The task: Wherever a line of the data contains "param", copy that line.

------------------------------------------------------------

PR #551, opened 2025-06-18
feat: add defaultProps to arrays 

asanehisa:
https://jam.dev/c/84d96b29-565d-470b-87fb-d596c518785e

Wasn't there before but now when u add new "cards", they look nicer / not empty.

(and i need hasLocalizedValues)

### DIFF
--- a/packages/visual-editor/src/internal/puck/constant-value-fields/FAQsSection.tsx
+++ b/packages/visual-editor/src/internal/puck/constant-value-fields/FAQsSection.tsx
@@ -60,6 +60,16 @@ const FAQStructArrayField = (): ArrayField<FAQStruct[]> => {
       question: questionField,
       answer: answerField,
     },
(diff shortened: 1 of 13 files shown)


benlife5 (dismissed):

packages/visual-editor/src/internal/puck/constant-value-fields/FAQsSection.tsx
```diff
@@ -60,6 +60,16 @@ const FAQStructArrayField = (): ArrayField<FAQStruct[]> => {
       question: questionField,
       answer: answerField,
     },
+    defaultItemProps: {
```
mkilpatrick, line 63: Make as const in the internal package and export so it can be imported into pageSections to avoid duplication. Though it does seem backwards. Thanks shadcli.

mkilpatrick (approved):

PR #554, opened 2025-06-23
feat: add links to nearby location cards

briantstephan:


packages/visual-editor/src/components/pageSections/NearbyLocations.tsx
```diff
@@ -220,14 +224,23 @@ const LocationCard = ({
...
+  slug?: string;
 }) => {
   return (
     <Background
       background={styles?.cardBackgroundColor}
       className="flex flex-col flew-grow h-full rounded-lg overflow-hidden border p-6 sm:p-8"
       as="section"
     >
-      <Heading level={styles?.cardHeadingLevel}>{name}</Heading>
+      <MaybeLink
```
benlife5, line 236: This renders with the Link styles rather than the Heading styles, right? Might be worth checking with product about that, since having a cardHeadingLevel doesn't make sense if it doesn't render as a heading

briantstephan: It should render the Heading styles too, since the heading is passed directly into the CTA atom as the label when the link exists. Confirmed with Aaron that we still want the card heading level prop.

benlife5: Oh I see, my bad. Sounds good

asanehisa (approved):

mkilpatrick (approved):

PR #559, opened 2025-06-24
feat: update i18n for context

asanehisa:
Appears to be working for contexts such as "direction", "text size", and "phone number" based on my limited understanding of spanish / japanese.

This basically passes it into google api like "Right [[direction']]" and then removes the context afterwards so we get "Derecha" for spanish's right (direction) instead of "Bien" which is more like right (correct).


benlife5 (approved):
Nice!!

packages/visual-editor/scripts/generateTranslations.ts
```diff
@@ -23,6 +23,44 @@ type TranslationSegment = [
...
 
+// Context separator used by i18next-scanner
+const CONTEXT_SEPARATOR = "_";
+
+// Unique markers for embedding context into the text for translation
+const CONTEXT_MARKER_START = "[[";
+const CONTEXT_MARKER_END = "]]";
+
+// Google Translate API very rarely removes/adds [ or ]
+// Matches one or more opening "[", then any characters (non-greedy), then one or more closing "]"
```
mkilpatrick, line 34: Shouldn't we look specifically for two brackets instead of one or more?

mkilpatrick (approved):

packages/visual-editor/scripts/generateTranslations.ts
mkilpatrick: Very odd.

PR #560, opened 2025-06-24
feat: add rtf functionality

asanehisa:
Adjusted code to work with YSS RTF changes. This should be released after YSS is shipped. This also handles multiple locales + having a diff RTF static value for each locale. 

https://github.com/user-attachments/assets/7798edc0-f0db-4b3f-a0b5-9e19767d2dff


packages/visual-editor/src/utils/resolveTranslatableString.tsx
```diff
@@ -42,63 +42,58 @@ export const resolveTranslatableRichText = (
...
-  return "";
 };
 
 /**
- * Takes a TranslatableString and a locale and returns the value to be displayed in the editor input
- * @param translatableString a TranslatableString
- * @param locale "en" or other locale value
- * @return string to be displayed in the editor input
+ * Safely renders a TranslatableRichText value, ensuring it never returns an object
+ * @param translatableRichText
```
benlife5, line 75: descriptions for these

packages/visual-editor/src/utils/resolveTranslatableString.tsx
```diff
@@ -42,63 +42,58 @@ export const resolveTranslatableRichText = (
...
-    return richTextToString(translatableString);
-  }
-
-  const localizedValue: string | RichText = translatableString[locale];
+export const safeRenderTranslatableRichText = (
+  translatableRichText?: TranslatableRichText,
+  locale: string = "en"
+): React.ReactElement | string => {
+  try {
+    const result = resolveTranslatableRichText(translatableRichText, locale);
```
benlife5, line 83: I'm not sure we need this function, shouldn't `resolveTranslatableRichText` be guaranteed to return a valid value?

packages/visual-editor/src/editor/TranslatableRichTextField.tsx
```diff
@@ -22,8 +22,11 @@ export function TranslatableRichTextField<
     render: ({ onChange, value }) => {
       const { i18n } = useTranslation();
       const locale = i18n.language;
-      const resolvedValue = getDisplayValue(value, locale);
-      const fieldLabel = (label && pt(label)) + ` (${locale})`;
+      const resolvedValue = safeRenderTranslatableRichText(value, locale);
+      const fieldLabel = label ? (label && pt(label)) + ` (${locale})` : "";
+
+      // Ensure fieldLabel is a string
+      const safeFieldLabel = typeof fieldLabel === "string" ? fieldLabel : "";
```
benlife5, line 29: Shouldn't need this type check

packages/visual-editor/src/editor/TranslatableStringField.tsx
```diff
@@ -38,9 +44,11 @@ export function TranslatableStringField<
         return <div className={"ve-pt-3"}>{autoField}</div>;
       }
 
-      return (
-        <FieldLabel label={pt(label) + ` (${locale})`}>{autoField}</FieldLabel>
-      );
+      const fieldLabel = pt(label) + ` (${locale})`;
+      // Ensure fieldLabel is a string
+      const safeFieldLabel = typeof fieldLabel === "string" ? fieldLabel : "";
```
benlife5, line 49: Same, make fieldLabel guaranteed to be a string via TS

packages/visual-editor/src/utils/resolveTranslatableString.tsx
asanehisa: done cuz deleted

mkilpatrick:
Does this work with translations? Aka if you change locale then you can have a different rtf?

packages/visual-editor/src/editor/TranslatableRichTextField.tsx
```diff
@@ -38,41 +41,82 @@ export function TranslatableRichTextField<
...
         }
       );
 
       const handleClick = () => {
         const messageId = `RichText-${Date.now()}`;
         setPendingMessageId(messageId);
+
+        // Extract the appropriate value to send to Storm
+        let valueToSend = resolvedValue;
+        if (
```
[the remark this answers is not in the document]
asanehisa: Yup fixed

packages/visual-editor/src/editor/TranslatableRichTextField.tsx
```diff
@@ -38,35 +38,57 @@ export function TranslatableRichTextField<
...
+              handleNewValue(payload.value || "", locale);
+            }
           }
         }
       );
 
       const handleClick = () => {
         const messageId = `RichText-${Date.now()}`;
         setPendingMessageId(messageId);
+        const valueForLocale = (value as Record<string, any>)[locale];
```
benlife5, line 55: Could this be combined with the logic on line 60 to make it a little clearer what is happening? I don't love the `as` typecast even though it's safe-ish here

packages/visual-editor/src/editor/TranslatableRichTextField.tsx
```diff
@@ -38,35 +38,57 @@ export function TranslatableRichTextField<
...
+            locale: locale,
           },
         });
 
         // localDev
         if (
           window.location.href.includes("http://localhost:5173/dev-location")
         ) {
-          handleNewValue(prompt("Enter text:") ?? "");
+          handleNewValue(prompt("Enter text:") ?? "", locale);
```
benlife5, line 73: What form of data does this take in? The goal here was to have some semi-easy way to render RTF in local dev without the full editor

packages/visual-editor/src/internal/puck/constant-value-fields/TextList.tsx
```diff
@@ -176,7 +176,10 @@ export const TRANSLATABLE_TEXT_LIST_CONSTANT_CONFIG: CustomField<
               key={locale}
               field={{ type: "text" }}
               id={`${id}-value-${index}`}
-              value={getDisplayValue(item, locale)}
+              value={(() => {
+                const resolvedValue = resolveTranslatableRichText(item, locale);
```
benlife5, line 180: Can you add a comment explaining what this is doing?

packages/visual-editor/src/editor/TranslatableRichTextField.tsx
asanehisa: Fixed so it takes in HTML and if not HTML then it treats as string. JSON was a bit funkier cuz I'd have to detect if user had stringified JSON or just plain JSON

benlife5 (approved):

packages/visual-editor/src/editor/TranslatableRichTextField.tsx
```diff
@@ -22,51 +22,80 @@ export function TranslatableRichTextField<
...
         "constantValueEditorClosed",
         TARGET_ORIGINS,
         (_, payload) => {
           if (pendingMessageId && pendingMessageId === payload?.id) {
-            handleNewValue(payload.value);
+            // Handle the new Storm payload structure with locale, rtfJson, and rtfHtml
+            if (payload.locale && payload.rtfJson) {
+              handleNewValue(payload.rtfJson, payload.locale, payload.rtfHtml);
+            } else {
+              // Fallback for backward compatibility
```
mkilpatrick, line 46: Once Storm is deployed it will always send the new payload right? If so then you shouldn't need any fallback.

packages/visual-editor/src/utils/resolveTranslatableString.tsx
```diff
@@ -34,33 +34,48 @@ export const resolveTranslatableString = (
...
  */
 export const resolveTranslatableRichText = (
   translatableRichText?: TranslatableRichText,
   locale: string = "en"
 ): string | React.ReactElement => {
-  if (!translatableRichText) return "";
+  try {
+    if (!translatableRichText) return "";
+
+    if (
```
mkilpatrick, line 48: There's this if condition, the one below, and then the logic in isRichText which also checks if the type is an object like on line 55. Can this be simplified to just check if translatableRichText is a map, grab the locale, and then always call toStringOrElement which happens in both of these conditions?

packages/visual-editor/src/utils/resolveTranslatableString.tsx
```diff
@@ -118,5 +126,12 @@ function toStringOrElement(
   if (isRichText(value)) {
     return <MaybeRTF data={value} />;
   }
-  return value ?? "";
+
+  // Ensure we only return strings
+  if (typeof value === "string") {
```
mkilpatrick, line 131: Hmm, we can't migrate the strings to rtf because we don't know the formatting and that happens in Storm, right? But now the rtf fields from Storm that we're going to render are always the html version so can't we just always pretend it's a string we need to render? Or is this to support the json version from the document because Spruce hasn't switch it over yet?

Basically I'm trying to see if we can simplify a lot of the crazy logic in here. Is that possible? If not now, will it be possible at some point, and if so, what is needed to do that?

asanehisa: No I think ur right, a lot of this logic can be simplified now. Just did. Sorry about that

PR #566, opened 2025-06-30
feat: hide banner if missing data

colton-demetriou:
Screenshot 2025-06-30 at 12 30 24 PM
Screenshot 2025-06-30 at 12 30 35 PM

### DIFF
--- a/packages/visual-editor/src/components/pageSections/Banner.tsx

------------------------------------------------------------

Response to the task:
- * @param translatableString a TranslatableString
- * @param locale "en" or other locale value
+ * @param translatableRichText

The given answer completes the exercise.